** Opening Supplied entries block **
PR #289, opened 2021-09-16
Fix Tracer's handling on block calls

st0012:
**Before**

```
❯ ruby -Ilib -r debug target.rb
[1, 9] in target.rb
=>   1| binding.b(do: "trace object 1")
     2|       def foo
     3|         yield(1)
     4|       end
     5|
     6|       foo do |int|
     7|         puts(int)
     8|       end
     9|
=>#0    <main> at target.rb:1
(rdbg:binding.break) trace object 1
Enable ObjectTracer for 1 (enabled)
        4: from target.rb:6:in `<main>'
        3: from target.rb:3:in `foo'
        2: from target.rb:6:in `block in <main>'
        1: from /Users/st0012/projects/debug/lib/debug/tracer.rb:206:in `block in setup'
/Users/st0012/projects/debug/lib/debug/tracer.rb:100:in `minfo': undefined method `singleton_class?' for nil:NilClass (NoMethodError)

```

**After

```
❯ ruby -Ilib -r debug target.rb
[1, 9] in target.rb
=>   1| binding.b(do: "trace object 1")
     2|       def foo
     3|         yield(1)
     4|       end
     5|
     6|       foo do |int|
     7|         puts(int)
     8|       end
     9|
=>#0    <main> at target.rb:1
(rdbg:binding.break) trace object 1
Enable ObjectTracer for 1 (enabled)
DEBUGGER (trace/object) #th:1 #depth:5  1 is used as a parameter int of {block} at target.rb:6
DEBUGGER (trace/object) #th:1 #depth:5  1 receives #to_s (Integer#to_s) at target.rb:7
1
```

### DIFF
--- a/lib/debug/tracer.rb
+++ b/lib/debug/tracer.rb
@@ -201,7 +201,7 @@ module DEBUGGER__
             end
 
           out tp, " #{colorized_obj_inspect} receives #{colorize_blue(method_info)}"
-        else
+        elsif !tp.parameters.empty?
           b = tp.binding
           method_info = colorize_blue(minfo(tp))
 
--- a/lib/debug/tracer.rb
+++ b/lib/debug/tracer.rb
@@ -95,6 +95,8 @@ module DEBUGGER__
     end
 
     def minfo tp
+      return "{block}" if tp.event == :b_call
+
       klass = tp.defined_class
 
       if klass.singleton_class?
--- a/test/debug/trace_test.rb
+++ b/test/debug/trace_test.rb
@@ -320,6 +320,47 @@ module DEBUGGER__
       end
     end
 
+    def test_top_level_block_doesnt_break_tracer
+      program = <<~RUBY
+     1| tap do
+     2|   puts(1)
+     3| end
+     4|
+     5| binding.b
+      RUBY
+
+      debug_code(program) do
+        type 'trace object 1'
+        assert_line_text(/Enable ObjectTracer/)
+        type 'c'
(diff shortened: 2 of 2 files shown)


lib/debug/tracer.rb
```diff
@@ -201,7 +203,7 @@ def setup
             end
 
           out tp, " #{colorized_obj_inspect} receives #{colorize_blue(method_info)}"
-        else
+        elsif !tp.parameters.empty?
```
st0012, line 206: This isn't the fix but it makes the condition more clear + saves unnecessary method info computation.

lib/debug/tracer.rb
```diff
@@ -95,6 +95,8 @@ def puts msg
     end
 
     def minfo tp
+      return "{block}" if tp.event == :b_call
```
st0012, line 98: Since `block` is a valid method name, I think we should use additional symbols to distinguish that it's a Ruby block call.

```
# block call
DEBUGGER (trace/object) #th:1 #depth:5  1 is used as a parameter int of {block} at target.rb:6
# method call named block
DEBUGGER (trace/object) #th:1 #depth:4  1 is used as a parameter int of Object#block at target.rb:10
```

I also thought about `&block` but users may assume `block` to be the block argument's name?

ko1:
On backtrace we use `block{}` so it should be better than `{block}`.

ko1:
> On backtrace we use `block{}` so it should be better than `{block}`.

Because I think it should also output with other parameters like `block{|a=1, ...`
** Closing Supplied entries block **
Task description
Repeat, exactly and only, the lines from the beginning of the material through the line that contains "type 'trace object 1'".

Worked solution
PR #289, opened 2021-09-16
Fix Tracer's handling on block calls

st0012:
**Before**

```
❯ ruby -Ilib -r debug target.rb
[1, 9] in target.rb
=>   1| binding.b(do: "trace object 1")
     2|       def foo
     3|         yield(1)
     4|       end
     5|
     6|       foo do |int|
     7|         puts(int)
     8|       end
     9|
=>#0    <main> at target.rb:1
(rdbg:binding.break) trace object 1
Enable ObjectTracer for 1 (enabled)
        4: from target.rb:6:in `<main>'
        3: from target.rb:3:in `foo'
        2: from target.rb:6:in `block in <main>'
        1: from /Users/st0012/projects/debug/lib/debug/tracer.rb:206:in `block in setup'
/Users/st0012/projects/debug/lib/debug/tracer.rb:100:in `minfo': undefined method `singleton_class?' for nil:NilClass (NoMethodError)

```

**After

```
❯ ruby -Ilib -r debug target.rb
[1, 9] in target.rb
=>   1| binding.b(do: "trace object 1")
     2|       def foo
     3|         yield(1)
     4|       end
     5|
     6|       foo do |int|
     7|         puts(int)
     8|       end
     9|
=>#0    <main> at target.rb:1
(rdbg:binding.break) trace object 1
Enable ObjectTracer for 1 (enabled)
DEBUGGER (trace/object) #th:1 #depth:5  1 is used as a parameter int of {block} at target.rb:6
DEBUGGER (trace/object) #th:1 #depth:5  1 receives #to_s (Integer#to_s) at target.rb:7
1
```

### DIFF
--- a/lib/debug/tracer.rb
+++ b/lib/debug/tracer.rb
@@ -201,7 +201,7 @@ module DEBUGGER__
             end
 
           out tp, " #{colorized_obj_inspect} receives #{colorize_blue(method_info)}"
-        else
+        elsif !tp.parameters.empty?
           b = tp.binding
           method_info = colorize_blue(minfo(tp))
 
--- a/lib/debug/tracer.rb
+++ b/lib/debug/tracer.rb
@@ -95,6 +95,8 @@ module DEBUGGER__
     end
 
     def minfo tp
+      return "{block}" if tp.event == :b_call
+
       klass = tp.defined_class
 
       if klass.singleton_class?
--- a/test/debug/trace_test.rb
+++ b/test/debug/trace_test.rb
@@ -320,6 +320,47 @@ module DEBUGGER__
       end
     end
 
+    def test_top_level_block_doesnt_break_tracer
+      program = <<~RUBY
+     1| tap do
+     2|   puts(1)
+     3| end
+     4|
+     5| binding.b
+      RUBY
+
+      debug_code(program) do
+        type 'trace object 1'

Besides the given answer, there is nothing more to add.